--- INSTRUCTIONS TO FOLLOW ---
Each line from the start of the data below through the one containing "3. This error appears." must be reproduced exactly.

--- RECORDS FOR PROCESSING ---
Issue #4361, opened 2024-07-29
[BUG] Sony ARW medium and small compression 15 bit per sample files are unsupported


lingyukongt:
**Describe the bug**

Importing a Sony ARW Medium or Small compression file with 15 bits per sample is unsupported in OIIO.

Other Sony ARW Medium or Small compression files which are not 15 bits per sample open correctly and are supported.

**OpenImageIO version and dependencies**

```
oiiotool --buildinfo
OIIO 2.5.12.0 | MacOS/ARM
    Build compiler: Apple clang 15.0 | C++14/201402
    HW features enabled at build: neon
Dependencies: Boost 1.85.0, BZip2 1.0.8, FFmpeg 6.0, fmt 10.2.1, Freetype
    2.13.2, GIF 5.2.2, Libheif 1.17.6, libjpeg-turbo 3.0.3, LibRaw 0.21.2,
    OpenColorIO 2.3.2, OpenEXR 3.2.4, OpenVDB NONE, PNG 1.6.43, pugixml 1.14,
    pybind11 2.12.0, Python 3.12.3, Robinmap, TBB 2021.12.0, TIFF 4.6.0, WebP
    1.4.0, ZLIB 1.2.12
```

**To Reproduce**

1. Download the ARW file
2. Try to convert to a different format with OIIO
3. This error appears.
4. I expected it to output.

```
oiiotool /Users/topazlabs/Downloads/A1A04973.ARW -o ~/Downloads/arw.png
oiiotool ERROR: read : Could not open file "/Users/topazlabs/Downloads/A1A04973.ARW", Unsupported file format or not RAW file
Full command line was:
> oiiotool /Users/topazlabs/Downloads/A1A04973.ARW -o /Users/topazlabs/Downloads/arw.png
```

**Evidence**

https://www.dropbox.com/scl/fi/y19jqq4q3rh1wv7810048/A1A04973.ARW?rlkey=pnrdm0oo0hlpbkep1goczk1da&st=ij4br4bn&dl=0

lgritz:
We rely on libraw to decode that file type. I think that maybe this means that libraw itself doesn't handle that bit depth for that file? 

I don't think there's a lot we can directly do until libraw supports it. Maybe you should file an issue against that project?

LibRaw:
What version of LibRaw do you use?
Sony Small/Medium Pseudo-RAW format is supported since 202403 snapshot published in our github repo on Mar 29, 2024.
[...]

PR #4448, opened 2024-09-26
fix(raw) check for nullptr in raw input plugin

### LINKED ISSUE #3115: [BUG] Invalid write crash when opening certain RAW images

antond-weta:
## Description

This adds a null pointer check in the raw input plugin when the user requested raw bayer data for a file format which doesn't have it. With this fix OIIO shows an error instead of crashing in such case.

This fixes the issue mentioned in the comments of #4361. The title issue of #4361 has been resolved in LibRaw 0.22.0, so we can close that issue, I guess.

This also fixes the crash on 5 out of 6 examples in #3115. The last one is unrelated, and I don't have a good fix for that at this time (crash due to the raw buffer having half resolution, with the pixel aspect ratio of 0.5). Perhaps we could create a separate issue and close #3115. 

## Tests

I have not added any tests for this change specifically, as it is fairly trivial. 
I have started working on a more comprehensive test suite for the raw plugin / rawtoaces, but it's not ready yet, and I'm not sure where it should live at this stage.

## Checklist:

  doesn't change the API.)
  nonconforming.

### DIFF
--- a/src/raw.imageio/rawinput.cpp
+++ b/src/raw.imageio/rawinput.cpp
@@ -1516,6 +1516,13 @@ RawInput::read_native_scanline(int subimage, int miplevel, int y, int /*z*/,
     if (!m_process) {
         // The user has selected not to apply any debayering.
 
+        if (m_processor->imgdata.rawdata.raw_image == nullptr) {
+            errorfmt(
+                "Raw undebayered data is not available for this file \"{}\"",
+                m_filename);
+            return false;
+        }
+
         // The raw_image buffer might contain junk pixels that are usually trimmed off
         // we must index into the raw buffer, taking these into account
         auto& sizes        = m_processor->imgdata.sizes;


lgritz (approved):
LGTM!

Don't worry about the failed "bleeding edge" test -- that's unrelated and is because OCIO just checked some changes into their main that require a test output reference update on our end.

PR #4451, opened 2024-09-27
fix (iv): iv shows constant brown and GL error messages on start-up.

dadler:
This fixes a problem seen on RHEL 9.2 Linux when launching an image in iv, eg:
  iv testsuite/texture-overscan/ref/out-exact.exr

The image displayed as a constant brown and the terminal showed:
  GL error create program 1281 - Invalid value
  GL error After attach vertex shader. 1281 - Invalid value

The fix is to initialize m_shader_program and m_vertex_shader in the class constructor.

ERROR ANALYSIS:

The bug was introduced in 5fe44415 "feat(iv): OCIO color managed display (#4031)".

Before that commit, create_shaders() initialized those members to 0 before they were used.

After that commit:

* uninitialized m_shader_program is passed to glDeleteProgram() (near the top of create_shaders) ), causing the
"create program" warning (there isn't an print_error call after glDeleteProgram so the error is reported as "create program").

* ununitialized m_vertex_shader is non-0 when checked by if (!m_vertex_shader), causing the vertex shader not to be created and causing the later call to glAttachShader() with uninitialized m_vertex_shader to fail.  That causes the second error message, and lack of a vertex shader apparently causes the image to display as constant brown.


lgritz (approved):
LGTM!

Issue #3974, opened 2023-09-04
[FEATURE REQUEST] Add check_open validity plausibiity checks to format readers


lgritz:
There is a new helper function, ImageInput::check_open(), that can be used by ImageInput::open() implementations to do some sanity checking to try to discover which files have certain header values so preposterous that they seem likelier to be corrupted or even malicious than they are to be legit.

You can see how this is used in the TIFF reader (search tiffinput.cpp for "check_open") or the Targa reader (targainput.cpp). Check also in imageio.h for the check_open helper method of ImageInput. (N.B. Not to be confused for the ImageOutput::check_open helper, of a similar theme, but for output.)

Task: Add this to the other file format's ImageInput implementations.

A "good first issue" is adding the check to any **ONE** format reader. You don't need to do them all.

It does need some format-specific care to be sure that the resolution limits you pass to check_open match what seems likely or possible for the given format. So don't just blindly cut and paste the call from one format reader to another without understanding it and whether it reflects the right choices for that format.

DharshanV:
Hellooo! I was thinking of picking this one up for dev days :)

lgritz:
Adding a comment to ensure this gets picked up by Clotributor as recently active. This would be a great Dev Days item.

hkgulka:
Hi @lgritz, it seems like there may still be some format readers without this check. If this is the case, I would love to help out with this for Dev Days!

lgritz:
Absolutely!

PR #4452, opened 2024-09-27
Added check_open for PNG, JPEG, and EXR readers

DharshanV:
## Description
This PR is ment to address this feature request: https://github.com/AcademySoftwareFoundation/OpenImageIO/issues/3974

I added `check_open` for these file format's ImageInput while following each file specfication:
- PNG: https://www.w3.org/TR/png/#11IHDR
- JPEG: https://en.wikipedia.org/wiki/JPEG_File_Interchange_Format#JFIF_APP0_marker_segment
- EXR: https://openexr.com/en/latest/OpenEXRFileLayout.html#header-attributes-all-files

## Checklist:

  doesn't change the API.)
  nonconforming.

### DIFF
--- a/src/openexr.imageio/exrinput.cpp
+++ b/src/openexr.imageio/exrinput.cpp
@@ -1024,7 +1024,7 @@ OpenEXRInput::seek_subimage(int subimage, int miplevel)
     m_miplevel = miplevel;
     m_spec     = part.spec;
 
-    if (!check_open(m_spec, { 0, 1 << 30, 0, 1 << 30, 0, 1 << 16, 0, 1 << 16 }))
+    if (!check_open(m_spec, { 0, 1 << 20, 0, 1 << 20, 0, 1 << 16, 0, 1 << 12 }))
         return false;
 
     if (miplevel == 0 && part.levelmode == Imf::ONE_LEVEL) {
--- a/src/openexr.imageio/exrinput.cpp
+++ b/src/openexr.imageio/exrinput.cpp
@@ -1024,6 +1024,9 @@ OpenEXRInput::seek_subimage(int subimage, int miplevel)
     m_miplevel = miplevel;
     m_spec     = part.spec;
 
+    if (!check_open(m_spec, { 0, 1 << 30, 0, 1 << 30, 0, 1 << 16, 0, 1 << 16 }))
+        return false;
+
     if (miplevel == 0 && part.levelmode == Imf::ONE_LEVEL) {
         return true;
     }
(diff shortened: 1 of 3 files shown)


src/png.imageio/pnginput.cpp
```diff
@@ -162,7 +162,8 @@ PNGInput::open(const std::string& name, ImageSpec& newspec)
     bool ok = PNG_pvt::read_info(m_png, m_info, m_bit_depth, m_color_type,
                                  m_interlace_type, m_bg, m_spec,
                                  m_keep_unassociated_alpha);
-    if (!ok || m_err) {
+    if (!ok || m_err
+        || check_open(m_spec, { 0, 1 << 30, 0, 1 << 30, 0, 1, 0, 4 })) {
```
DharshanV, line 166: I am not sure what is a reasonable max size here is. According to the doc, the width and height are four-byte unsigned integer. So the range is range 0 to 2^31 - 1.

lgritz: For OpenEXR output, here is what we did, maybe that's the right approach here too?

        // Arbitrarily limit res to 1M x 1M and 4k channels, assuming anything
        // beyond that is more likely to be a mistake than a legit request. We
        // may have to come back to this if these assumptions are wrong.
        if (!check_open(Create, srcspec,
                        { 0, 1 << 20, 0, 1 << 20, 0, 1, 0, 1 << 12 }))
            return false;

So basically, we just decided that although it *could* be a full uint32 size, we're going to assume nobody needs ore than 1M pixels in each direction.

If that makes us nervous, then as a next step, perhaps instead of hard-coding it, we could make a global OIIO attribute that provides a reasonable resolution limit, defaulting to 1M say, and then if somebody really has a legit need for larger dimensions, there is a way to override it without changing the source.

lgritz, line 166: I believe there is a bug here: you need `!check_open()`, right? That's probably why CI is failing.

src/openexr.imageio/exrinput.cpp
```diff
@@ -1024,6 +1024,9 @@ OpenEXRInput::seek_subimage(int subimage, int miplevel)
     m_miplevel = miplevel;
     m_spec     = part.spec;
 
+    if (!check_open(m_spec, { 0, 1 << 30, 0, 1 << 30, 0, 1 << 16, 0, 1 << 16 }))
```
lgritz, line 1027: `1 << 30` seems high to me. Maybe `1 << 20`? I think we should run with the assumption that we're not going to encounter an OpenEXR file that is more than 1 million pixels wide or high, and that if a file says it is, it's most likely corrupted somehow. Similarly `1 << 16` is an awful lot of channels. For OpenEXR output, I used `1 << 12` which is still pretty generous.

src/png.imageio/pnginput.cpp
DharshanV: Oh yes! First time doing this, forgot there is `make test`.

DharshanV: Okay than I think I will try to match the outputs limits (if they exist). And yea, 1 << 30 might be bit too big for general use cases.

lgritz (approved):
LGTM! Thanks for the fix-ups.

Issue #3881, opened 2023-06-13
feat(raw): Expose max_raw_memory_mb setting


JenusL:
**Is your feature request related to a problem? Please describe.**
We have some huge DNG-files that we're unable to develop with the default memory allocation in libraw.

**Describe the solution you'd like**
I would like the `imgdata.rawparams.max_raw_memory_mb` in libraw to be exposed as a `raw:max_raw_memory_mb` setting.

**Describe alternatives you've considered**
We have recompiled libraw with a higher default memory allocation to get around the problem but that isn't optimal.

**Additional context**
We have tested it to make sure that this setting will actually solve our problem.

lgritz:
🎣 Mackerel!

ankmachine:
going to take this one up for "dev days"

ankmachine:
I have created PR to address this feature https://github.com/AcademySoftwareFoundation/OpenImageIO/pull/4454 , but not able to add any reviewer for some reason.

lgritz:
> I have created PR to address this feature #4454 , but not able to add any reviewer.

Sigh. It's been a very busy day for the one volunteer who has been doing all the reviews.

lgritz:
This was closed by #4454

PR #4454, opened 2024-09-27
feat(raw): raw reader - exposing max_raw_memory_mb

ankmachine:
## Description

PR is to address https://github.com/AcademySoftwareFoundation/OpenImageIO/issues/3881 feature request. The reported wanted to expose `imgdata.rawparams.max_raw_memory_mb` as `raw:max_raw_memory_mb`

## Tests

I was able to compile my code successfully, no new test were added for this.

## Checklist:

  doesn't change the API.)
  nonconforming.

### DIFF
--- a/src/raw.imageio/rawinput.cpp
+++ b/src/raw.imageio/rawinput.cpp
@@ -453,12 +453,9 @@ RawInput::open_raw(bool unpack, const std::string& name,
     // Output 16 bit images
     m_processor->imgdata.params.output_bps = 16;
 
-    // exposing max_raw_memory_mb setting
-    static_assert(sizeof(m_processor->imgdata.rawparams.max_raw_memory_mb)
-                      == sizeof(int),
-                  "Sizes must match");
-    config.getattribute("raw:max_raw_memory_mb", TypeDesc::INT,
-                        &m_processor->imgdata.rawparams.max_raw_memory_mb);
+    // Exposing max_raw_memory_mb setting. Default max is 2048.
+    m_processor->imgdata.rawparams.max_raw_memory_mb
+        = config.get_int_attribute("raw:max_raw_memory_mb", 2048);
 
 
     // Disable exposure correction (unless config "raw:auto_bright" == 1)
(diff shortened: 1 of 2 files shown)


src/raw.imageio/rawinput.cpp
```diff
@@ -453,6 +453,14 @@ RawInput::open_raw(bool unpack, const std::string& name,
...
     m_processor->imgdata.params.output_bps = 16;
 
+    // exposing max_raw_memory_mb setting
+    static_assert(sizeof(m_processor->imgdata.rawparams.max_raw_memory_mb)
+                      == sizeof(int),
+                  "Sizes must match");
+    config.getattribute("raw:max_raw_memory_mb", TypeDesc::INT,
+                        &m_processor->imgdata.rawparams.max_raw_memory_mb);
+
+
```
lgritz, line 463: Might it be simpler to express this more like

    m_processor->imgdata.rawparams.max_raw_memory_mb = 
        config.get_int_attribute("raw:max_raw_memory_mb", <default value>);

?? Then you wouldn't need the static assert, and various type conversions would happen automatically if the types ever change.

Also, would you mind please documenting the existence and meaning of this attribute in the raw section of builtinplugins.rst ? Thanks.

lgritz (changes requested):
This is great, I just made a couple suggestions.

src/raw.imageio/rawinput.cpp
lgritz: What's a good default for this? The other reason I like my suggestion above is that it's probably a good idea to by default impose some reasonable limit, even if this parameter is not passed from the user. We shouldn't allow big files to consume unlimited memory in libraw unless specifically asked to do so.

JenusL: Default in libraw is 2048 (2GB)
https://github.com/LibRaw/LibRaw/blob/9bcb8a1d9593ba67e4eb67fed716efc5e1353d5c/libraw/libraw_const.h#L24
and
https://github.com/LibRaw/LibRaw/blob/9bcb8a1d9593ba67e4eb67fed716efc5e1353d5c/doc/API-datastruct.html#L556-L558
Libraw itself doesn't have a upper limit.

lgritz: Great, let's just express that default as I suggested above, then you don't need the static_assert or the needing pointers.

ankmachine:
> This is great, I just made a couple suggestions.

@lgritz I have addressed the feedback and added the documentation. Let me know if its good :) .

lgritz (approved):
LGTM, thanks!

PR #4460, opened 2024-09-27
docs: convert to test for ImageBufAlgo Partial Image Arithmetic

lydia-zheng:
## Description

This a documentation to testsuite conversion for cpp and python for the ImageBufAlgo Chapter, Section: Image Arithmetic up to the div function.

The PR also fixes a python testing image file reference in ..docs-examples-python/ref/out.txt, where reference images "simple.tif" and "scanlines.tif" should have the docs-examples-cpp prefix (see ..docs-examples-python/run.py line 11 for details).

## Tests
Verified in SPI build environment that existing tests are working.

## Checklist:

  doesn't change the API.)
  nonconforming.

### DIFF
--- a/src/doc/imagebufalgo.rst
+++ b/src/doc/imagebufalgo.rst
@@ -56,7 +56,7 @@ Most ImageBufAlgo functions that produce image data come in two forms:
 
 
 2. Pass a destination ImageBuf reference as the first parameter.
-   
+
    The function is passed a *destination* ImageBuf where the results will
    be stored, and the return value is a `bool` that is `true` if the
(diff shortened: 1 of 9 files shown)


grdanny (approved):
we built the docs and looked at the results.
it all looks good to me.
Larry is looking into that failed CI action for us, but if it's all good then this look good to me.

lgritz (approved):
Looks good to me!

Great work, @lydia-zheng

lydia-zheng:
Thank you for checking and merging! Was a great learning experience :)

--- ANSWER TO THIS TASK ---
Issue #4361, opened 2024-07-29
[BUG] Sony ARW medium and small compression 15 bit per sample files are unsupported


lingyukongt:
**Describe the bug**

Importing a Sony ARW Medium or Small compression file with 15 bits per sample is unsupported in OIIO.

Other Sony ARW Medium or Small compression files which are not 15 bits per sample open correctly and are supported.

**OpenImageIO version and dependencies**

```
oiiotool --buildinfo
OIIO 2.5.12.0 | MacOS/ARM
    Build compiler: Apple clang 15.0 | C++14/201402
    HW features enabled at build: neon
Dependencies: Boost 1.85.0, BZip2 1.0.8, FFmpeg 6.0, fmt 10.2.1, Freetype
    2.13.2, GIF 5.2.2, Libheif 1.17.6, libjpeg-turbo 3.0.3, LibRaw 0.21.2,
    OpenColorIO 2.3.2, OpenEXR 3.2.4, OpenVDB NONE, PNG 1.6.43, pugixml 1.14,
    pybind11 2.12.0, Python 3.12.3, Robinmap, TBB 2021.12.0, TIFF 4.6.0, WebP
    1.4.0, ZLIB 1.2.12
```

**To Reproduce**

1. Download the ARW file
2. Try to convert to a different format with OIIO
3. This error appears.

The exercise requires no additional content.